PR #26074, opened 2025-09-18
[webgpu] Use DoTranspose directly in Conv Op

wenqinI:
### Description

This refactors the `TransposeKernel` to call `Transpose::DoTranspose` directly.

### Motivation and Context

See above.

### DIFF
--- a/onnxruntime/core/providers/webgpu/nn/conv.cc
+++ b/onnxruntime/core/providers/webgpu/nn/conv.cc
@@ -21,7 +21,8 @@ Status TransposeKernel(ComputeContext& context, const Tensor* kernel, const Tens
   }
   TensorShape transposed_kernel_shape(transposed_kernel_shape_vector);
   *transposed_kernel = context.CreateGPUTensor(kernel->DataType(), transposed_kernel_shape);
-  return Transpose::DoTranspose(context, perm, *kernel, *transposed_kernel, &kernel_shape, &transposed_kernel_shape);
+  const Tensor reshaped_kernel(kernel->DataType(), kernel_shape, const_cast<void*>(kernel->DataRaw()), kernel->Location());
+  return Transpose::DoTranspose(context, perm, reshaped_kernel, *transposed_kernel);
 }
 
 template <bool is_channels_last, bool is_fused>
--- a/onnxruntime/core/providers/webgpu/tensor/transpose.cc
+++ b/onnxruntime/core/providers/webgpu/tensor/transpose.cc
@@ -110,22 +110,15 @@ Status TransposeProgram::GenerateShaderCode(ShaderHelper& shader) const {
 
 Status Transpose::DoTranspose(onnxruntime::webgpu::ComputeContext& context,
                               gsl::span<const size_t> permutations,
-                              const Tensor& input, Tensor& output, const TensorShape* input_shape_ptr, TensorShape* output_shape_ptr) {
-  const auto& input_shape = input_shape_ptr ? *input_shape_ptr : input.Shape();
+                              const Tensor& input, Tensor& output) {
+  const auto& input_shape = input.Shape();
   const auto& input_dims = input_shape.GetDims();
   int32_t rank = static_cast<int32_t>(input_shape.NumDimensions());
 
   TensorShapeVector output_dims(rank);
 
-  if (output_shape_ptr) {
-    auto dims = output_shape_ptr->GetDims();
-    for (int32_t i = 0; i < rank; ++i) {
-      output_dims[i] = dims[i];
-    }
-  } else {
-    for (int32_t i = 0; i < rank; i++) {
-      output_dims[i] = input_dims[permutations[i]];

******

--- What is needed ---
Retype the entries word for word.

--- Task output ---
PR #26074, opened 2025-09-18
[webgpu] Use DoTranspose directly in Conv Op

wenqinI:
### Description

This refactors the `TransposeKernel` to call `Transpose::DoTranspose` directly.

### Motivation and Context

See above.

### DIFF
--- a/onnxruntime/core/providers/webgpu/nn/conv.cc
+++ b/onnxruntime/core/providers/webgpu/nn/conv.cc
@@ -21,7 +21,8 @@ Status TransposeKernel(ComputeContext& context, const Tensor* kernel, const Tens
   }
   TensorShape transposed_kernel_shape(transposed_kernel_shape_vector);
   *transposed_kernel = context.CreateGPUTensor(kernel->DataType(), transposed_kernel_shape);
-  return Transpose::DoTranspose(context, perm, *kernel, *transposed_kernel, &kernel_shape, &transposed_kernel_shape);
+  const Tensor reshaped_kernel(kernel->DataType(), kernel_shape, const_cast<void*>(kernel->DataRaw()), kernel->Location());
+  return Transpose::DoTranspose(context, perm, reshaped_kernel, *transposed_kernel);
 }
 
 template <bool is_channels_last, bool is_fused>
--- a/onnxruntime/core/providers/webgpu/tensor/transpose.cc
+++ b/onnxruntime/core/providers/webgpu/tensor/transpose.cc
@@ -110,22 +110,15 @@ Status TransposeProgram::GenerateShaderCode(ShaderHelper& shader) const {
 
 Status Transpose::DoTranspose(onnxruntime::webgpu::ComputeContext& context,
                               gsl::span<const size_t> permutations,
-                              const Tensor& input, Tensor& output, const TensorShape* input_shape_ptr, TensorShape* output_shape_ptr) {
-  const auto& input_shape = input_shape_ptr ? *input_shape_ptr : input.Shape();
+                              const Tensor& input, Tensor& output) {
+  const auto& input_shape = input.Shape();
   const auto& input_dims = input_shape.GetDims();
   int32_t rank = static_cast<int32_t>(input_shape.NumDimensions());
 
   TensorShapeVector output_dims(rank);
 
-  if (output_shape_ptr) {
-    auto dims = output_shape_ptr->GetDims();
-    for (int32_t i = 0; i < rank; ++i) {
-      output_dims[i] = dims[i];
-    }
-  } else {
-    for (int32_t i = 0; i < rank; i++) {
-      output_dims[i] = input_dims[permutations[i]];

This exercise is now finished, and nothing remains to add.